Txingurri. Así se llamaba el pequeño barco que poseía Javier Clemente cuando a finales de la década de los ochenta dirigía al Espanyol. Hormiga. No se le ocurrió un apodo mejor para aplicarle a Ernesto Valverde cuando lo reclutó para el club barcelonés. Pequeño, listo, trabajador. El hijo de unos padres extremeños que abandonaron el pintoresco y pequeño pueblo de Viandar de la Vera para asentarse en el vitoriano barrio de San Ignacio. Apenas tenía cinco años, pero su apego por el balón le llevó a debutar con el Deportivo Alavés con poco más de dieciocho. La fotografía, el ciclismo o el ajedrez son sus grandes pasiones. Pero eso siempre que el fútbol le deja un espacio. No en vano, el sobrenombre le viene mejor todavía si se recurre a la versión laboriosa de una hormiga y también su capacidad para trabajar en equipo. Un trabajador incansable que tiene ya a las puertas de su granero el primer título de su Fútbol Club Barcelona y que aspira a repetir los éxitos de sus predecesores en el banquillo del Camp Nou con el gran reto de un nuevo triplete.
Valverde abandonó cuando era solo un crío su hogar de nacimiento cuando sus padres decidieron buscarse el pan en Vitoria. Un carácter nómada que se extendió también a su carrera profesional. Conoció seis clubes en su trayectoria como futbolista y lleva ya siete banquillos diferentes como técnico. Tras superar al maestro Clemente como el entrenador con más partidos oficiales en el Athletic y cuatro temporadas consecutivas consiguiendo clasificarse para competiciones europeas, decidió aceptar el reto de regresar como técnico a un Barcelona en el que ya fue jugador en las temporadas en las que se forjó el posterior Dream Team.
A las órdenes de Johan Cruyff, aunque jugando muy poco, consiguió sus dos únicos títulos sobre el césped, una Recopa y una Copa. Entonces, su salida fue seguida de una época de esplendor. Ahora, su llegada se asumió como un golpe de timón para regresar a la senda de los trofeos después de un agridulce final de la era Luis Enrique.
Parecía imposible que lo consiguiese tras un verano convulso. Los últimos títulos del Real Madrid, la derrota en la Supercopa ante el equipo de Zinedine Zidane y la abrupta marcha de Neymar a París oscurecieron todavía más el cielo sobre Can Barça. Todo hacía presagiar una temporada de sufrimiento a la sombra blanca. Pero mientras la cigarra se dormía en la gloria, la hormiga seguía con su trabajo callado.

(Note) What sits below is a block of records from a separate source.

PR #2705, opened 2024-02-06
chore: upgrade llhttp to 9.2.0

### LINKED ISSUE #2678: HPE_INVALID_CHUNK_SIZE but works without any issue in curl, browser and other runtimes excluding Node.js
## Bug Description

Whenever I run `.text()` or try to read the body, I get and HPE_INVALID_CHUNK_SIZE error on Node.js on every requests made to my University's VPN domain (`u-vpn.unilim.fr`)

## Reproducible By

```typescript
const response = await fetch("https://u-vpn.unilim.fr/remote/logincheck", {
  "headers": {
    "accept": "*/*",
    "cache-control": "no-store, no-cache, must-revalidate",
    "content-type": "text/plain;charset=UTF-8",
    "if-modified-since": "Sat, 1 Jan 2000 00:00:00 GMT",
    "pragma": "no-cache",
    "Referer": "https://u-vpn.unilim.fr/remote/login?lang=en",
    "Referrer-Policy": "strict-origin-when-cross-origin"
  },
  // Fake credentials, still throws the error though
  "body": "ajax=1&username=a&realm=&credential=b",
  "method": "POST"
});

// Only happens here.
console.log(await r.text());
```

## Expected Behavior

Every other runtimes and browsers can give me the actual text response : `ret=0,redir=/remote/login?&err=sslvpn_login_permission_denied&lang=en`

## Environment

Ubuntu 22.04 LTS,
Node v20.11.0

### Additional context

I can still get the data by catching the error and doing error.cause.data but this data is truncated on long responses so not usable for me on further requests.

Uzlopak:
<s>To check if this closes #2678 you can run

```js
import { fetch } from './index-fetch.js'

const response = await fetch('https://u-vpn.unilim.fr/remote/logincheck', {
  headers: {
    accept: '*/*',
    'cache-control': 'no-store, no-cache, must-revalidate',
    'content-type': 'text/plain;charset=UTF-8',
    'if-modified-since': 'Sat, 1 Jan 2000 00:00:00 GMT',
    pragma: 'no-cache',
    Referer: 'https://u-vpn.unilim.fr/remote/login?lang=en',
    'Referrer-Policy': 'strict-origin-when-cross-origin'
  },
  // Fake credentials, still throws the error though
  body: 'ajax=1&username=a&realm=&credential=b',
  method: 'POST'
})

// Only happens here.
console.log(await response.text())

```
</s>
@mcollina 

Can your run some benchmarks on this please?

@ShogunPanda


hpe.mjs
```diff
@@ -0,0 +1,19 @@
...
+    pragma: 'no-cache',
+    Referer: 'https://u-vpn.unilim.fr/remote/login?lang=en',
+    'Referrer-Policy': 'strict-origin-when-cross-origin'
+  },
+  // Fake credentials, still throws the error though
+  body: 'ajax=1&username=a&realm=&credential=b',
+  method: 'POST'
+})
+
+// Only happens here.
```
Uzlopak, line 18: now it does throw anymore

lib/client.js
```diff
@@ -555,6 +555,13 @@ class Parser {
 
     this.llhttp = exports
     this.ptr = this.llhttp.llhttp_alloc(constants.TYPE.RESPONSE)
+
+    // this.llhttp.llhttp_set_lenient_chunked_length(this.ptr, 1)
+    // this.llhttp.llhttp_set_lenient_headers(this.ptr, 1)
+    // this.llhttp.llhttp_set_lenient_keep_alive(this.ptr, 1)
+    // this.llhttp.llhttp_set_lenient_transfer_encoding(this.ptr, 1)
+    this.llhttp.llhttp_set_lenient_spaces_after_chunk_size(this.ptr, 1)
```
Uzlopak, line 563: we could activate all lenien flags. but actually we needed only `llhttp_set_lenient_spaces_after_chunk_size` How about hiding it behind a n optional field?

metcoder95: What would be the use cases of it?

Uzlopak: lenient flag?

mcollina: I would set all of those to `true`. Wdyt @ShogunPanda?

ShogunPanda: I agree on both; let's create a `insecureHTTPParser` flag like we do for node. If enabled, it will set all flags to `true`.

See:

https://github.com/nodejs/node/blob/8a41d9b636be86350cd32847c3f89d327c4f6ff7/lib/_http_client.js#L800
https://github.com/nodejs/node/blob/main/src/node_http_parser.cc#L94C1-L98C63

ShogunPanda: @Uzlopak @mcollina  Do you want to do this or do we land this PR (with no lenient flags set) and I'll do the work in another PR?

Uzlopak: I changed this PR to only upgrade llhttp. The changes in client.js are now remove.

I deactivated two tests. Are these regressions or is llhttp handling these two cases more gracefully?

If we upgrade llhttp then I think your PR should be following immediatly? We could also park this PR in a different branch in this repo. Then we would not have heavy pressure.

ShogunPanda: The two PR are independent: when talking to HTTP compliant server undici will still work. 
I'll try to get this PR today.

ShogunPanda (approved):
LGTM!

Uzlopak:
fixed the tests

imho ready for merge.

Uzlopak:
@mcollina

Maybe we should first release a undici 6.6.2 before we merge this?

ShogunPanda:
I'm still not sure about the right semver change but yes, let's merge this first.

KhafraDev (approved):

metcoder95 (approved):

ShogunPanda:
Sure, I'll release llhttp after lunch.

ShogunPanda:
@Uzlopak llhttp 9.2.0. has just been released. You can quickly rework this PR and then we're ready to go.

Uzlopak:
@ShogunPanda 

Thanks. I just patched the version in the header file.

mcollina (approved):
lgtm

I think we should add support/expose the leniency flags, and potentially read those values from node.js core itself. That can be done in a follow-up PR.

Uzlopak:
@mcollina 
@ShogunPanda 
@metcoder95 
@KhafraDev 

Target changed to next branch

mcollina (approved):
lgtm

En sus primeros partidos al frente del Barcelona, el fútbol del equipo de Valverde no enamoró a nadie. Su ventaja es que la comparación con la etapa de Pep Guardiola había quedado ya enterrada por Luis Enrique. En el Camp Nou ya no se exigía posesión, toque y virtuosismo. Con ganar era más que suficiente. Y sobre las victorias, algunas grises y con un punto afortunado, fue cimentando el crecimiento de su equipo.
Redibujó el técnico vitoriano el sistema tras la salida de Neymar, movió piezas para fortalecer el entramado defensivo y reinventó a Leo Messi, quien posiblemente se encuentra en el mejor momento de su carrera y eso no es decir poca cosa viendo su trayectoria anterior. Lejos de ser una obra de arte, convirtió el Barça en un martillo pilón. El legendario 4-3-3 dio paso al 4-4-2, apoyado en la absoluta normalidad que dan los triunfos. Uno detrás de otro, tras aquella fatídica Supercopa y hasta una reciente derrota ante el Espanyol que en nada le ha perjudicado en la Copa. Un serial victorioso que ha venido acompañado del crecimiento del colectivo y un nivel futbolístico que vuelve a recordar a las mejores versiones del club.
Valverde ya ha asegurado prácticamente la Liga recuperando así la hegemonía blaugrana de los últimos años; la hormiga trabaja para otro triplete. Avanza firme en la Copa, mientras que espera el regreso del gran reto que supone la Liga de Campeones.